Stable isotope patterns of coexisting pyrite and gypsum indicating variable methane flow at a seep site of the Shenhu area, South China Sea

Abstract

Aggregates of authigenic pyrite and gypsum were found at site HS373 in the Shenhu seepage area, South China Sea. Most of the pyrite occurs as tubes consisting of framboids. Gypsum aggregates are mainly represented by rosettes and some of them grew over pyrite, revealing that gypsum precipitation postdated pyrite formation. At seeps, extensive sulfate-driven anaerobic oxidation of methane (AOM) commonly leads to the accumulation of 34S enriched sulfide, resulting in the formation of 32S depleted pyrite. The sulfur isotopic composition of pyrite at site HS373 reveals a great variability of 75.5‰ in δ34S values, spanning from −37.6‰ to 37.9‰ (V-CDT) with a distinct trend towards higher values with increasing depth.

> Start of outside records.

PR #2237, opened 2023-02-02
[msl-out] Replace `per_stage_map` with `per_entry_point_map`

armansito:
The existing `per_stage_map` field of MSL backend options specifies resource binding maps that apply to all entry points of each stage type. It is useful to have the ability to provide a separate binding index map for each entry point, especially when the same shader module defines multiple entry points of the same stage kind.

This patch introduces a new `per_entry_point_map` option. When fields are missing in the per-entry-point map, the code falls back to the existing `per_stage_map` option as before.

### DIFF
--- a/src/back/msl/mod.rs
+++ b/src/back/msl/mod.rs
@@ -27,10 +27,7 @@ holding the result.
 */
 
 use crate::{arena::Handle, proc::index, valid::ModuleInfo};
-use std::{
-    fmt::{Error as FmtError, Write},
-    ops,
-};
+use std::fmt::{Error as FmtError, Write};
 
 mod keywords;
 pub mod sampler;
@@ -69,7 +66,7 @@ pub type BindingMap = std::collections::BTreeMap<crate::ResourceBinding, BindTar
 #[cfg_attr(feature = "serialize", derive(serde::Serialize))]
 #[cfg_attr(feature = "deserialize", derive(serde::Deserialize))]
 #[cfg_attr(any(feature = "serialize", feature = "deserialize"), serde(default))]
-pub struct PerStageResources {
+pub struct EntryPointResources {
     pub resources: BindingMap,
 
     pub push_constant_buffer: Option<Slot>,
@@ -80,26 +77,7 @@ pub struct PerStageResources {
     pub sizes_buffer: Option<Slot>,
 }
 
-#[derive(Clone, Debug, Default, Hash, Eq, PartialEq)]
-#[cfg_attr(feature = "serialize", derive(serde::Serialize))]
-#[cfg_attr(feature = "deserialize", derive(serde::Deserialize))]
-#[cfg_attr(any(feature = "serialize", feature = "deserialize"), serde(default))]
-pub struct PerStageMap {
-    pub vs: PerStageResources,
-    pub fs: PerStageResources,
-    pub cs: PerStageResources,
-}
-
-impl ops::Index<crate::ShaderStage> for PerStageMap {
-    type Output = PerStageResources;
-    fn index(&self, stage: crate::ShaderStage) -> &PerStageResources {
-        match stage {
-            crate::ShaderStage::Vertex => &self.vs,
-            crate::ShaderStage::Fragment => &self.fs,
-            crate::ShaderStage::Compute => &self.cs,
-        }
-    }
-}
+pub type EntryPointResourceMap = std::collections::BTreeMap<String, EntryPointResources>;
 
 enum ResolvedBinding {
     BuiltIn(crate::BuiltIn),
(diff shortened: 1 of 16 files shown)


teoxoy:
I'm inclined to say that we replace `per_stage_map` with the new `per_entry_point_map`. We'll need this for wgpu soon enough too.

@jimblandy @kvark thoughts?

armansito:
I left the `per_stage_map` in place since I thought that might make it easier to transition the code that depends on it but I'm happy to remove it entirely in favor of `per_entry_point_map` if folks are supportive.

src/back/msl/mod.rs
```diff
@@ -298,10 +305,16 @@ impl Options {
...
+        ep: &crate::EntryPoint,
         res_binding: &crate::ResourceBinding,
     ) -> Result<ResolvedBinding, EntryPointError> {
-        match self.per_stage_map[stage].resources.get(res_binding) {
+        let target = self
+            .per_entry_point_map
+            .as_ref()
+            .and_then(|map| map.get(&ep.name))
+            .and_then(|res| res.resources.get(res_binding))
+            .or_else(|| self.per_stage_map[ep.stage].resources.get(res_binding));
```
teoxoy, line 316: Can we introduce a new fn on `Options` with the signature below and use it everywhere?
```rust
fn get_ep_resources<'ep>(&self, ep: &'ep EntryPoint) -> &PerStageResources
```

teoxoy (changes requested):
Thanks for the PR!

Let's postpone the removal of `per_stage_map`.
We should also rename `PerStageResources` to `EntryPointResources` when we do that to minimize breaking changes.

src/back/msl/mod.rs
armansito: Done. I changed `resolve_sizes_buffer` and `resolve_push_constants` to use the new helper. `resolve_resource_binding` is slightly different in that it falls back to `per_stage_map` only if the specific `res_binding` lookup fails (this allows the per stage map to define bindings that may not be present in the `per_entry_point_map`; which is why I left `resolve_resource_binding` as it is.

I could change the logic so that if `per_entry_point_map` is defined then `per_stage_map` gets ignored, which would be completely reasonable. I wanted to allow some flexibility but if `per_stage_map` will go away, then maybe allowing their combined use doesn't add much value.

tests/out/msl/resource-binding-map.msl
```diff
@@ -0,0 +1,70 @@
...
+, metal::sampler s [[sampler(1)]]
+, constant metal::float2& uniformOne [[buffer(0)]]
+) {
+    metal::float2 _e3 = uniformOne;
+    metal::float4 _e4 = t.sample(s, _e3);
+    return entry_point_twoOutput { _e4 };
+}
+
+
+struct entry_point_threeOutput {
```
armansito, line 50: `entry_point_three` is a case where `t` and `s` are defined in `per_stage_map` while `uniformOne` and `uniformTwo` are defined `per_entry_point_map`.

kvark:
@teoxoy sounds reasonable!

teoxoy:
@armansito since we got a +1 on removing `per_stage_map` let's do it in this PR - sorry for the back and forth

We can keep `get_ep_resources` if it makes code nicer and let's also rename `PerStageResources` to `EntryPointResources`.

Thank you!

armansito:
> 



> @armansito since we got a +1 on removing `per_stage_map` let's do it in this PR - sorry for the back and forth
> 
> We can keep `get_ep_resources` if it makes code nicer and let's also rename `PerStageResources` to `EntryPointResources`.
> 
> Thank you!

No problem! I just force pushed a new change (I erased the previous two commits since they didn't no longer made sense). PTAL!

tests/snapshots.rs
```diff
@@ -90,8 +90,11 @@ struct Parameters {
 #[allow(unused_variables)]
 fn check_targets(module: &naga::Module, name: &str, targets: Targets) {
     let root = env!("CARGO_MANIFEST_DIR");
-    let params = match fs::read_to_string(format!("{root}/{BASE_DIR_IN}/{name}.param.ron")) {
-        Ok(string) => ron::de::from_str(&string).expect("Couldn't parse param file"),
+    let filepath = format!("{root}/{BASE_DIR_IN}/{name}.param.ron");
+    let params = match fs::read_to_string(&filepath) {
+        Ok(string) => {
+            ron::de::from_str(&string).expect(&format!("Couldn't parse param file: {}", filepath))
```
armansito, line 96: Printing the failing file name made debugging a lot easier.

teoxoy: I can imagine 👍

teoxoy (approved):
Looks solid! Thanks!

This trend indicates an increase of the effect of sulfate-driven AOM with depth, whereas pyrite at shallow depth apparently resulted mostly from organiclastic sulfate reduction. To date, reports on coexisting pyrite and gypsum in seep environments are limited, and therefore the mechanism of gypsum formation is insufficiently understood. This is the first time that the sulfur and oxygen stable isotope composition of gypsum has been analyzed to understand its formation at seeps. The δ34S values of gypsum vary from −24.5‰ to 0.9‰, revealing a similar trend with depth like pyrite. The δ18Ogypsum values range from 5.3‰ to 12.3‰ (V-SMOW), with a scattered trend to lower values with depth. The combined evidence reveals that gypsum formation was linked to the establishment of more oxidizing conditions, probably caused by waning seepage. This led to the oxidation of pyrite and the associated increase in pore water sulfate and acidity, which favored carbonate mineral dissolution, providing the calcium ions required for gypsum formation. The observed isotopic variability of gypsum suggests that oxidation occurred by different mechanisms at different depth, whereby pyrite oxidation was dominated by aerobic processes at shallow depth involving dissolved molecular oxygen, and by anaerobic processes at greater depth involving electron acceptors like ferric iron. Taken together, the stable isotope compositions of pyrite and gypsum suggest that the redox conditions within the studied sediments were variable. Such variability was controlled by complex factors, among which changes in seepage activity have been instrumental for the vertical displacement of the sulfate methane transition zone.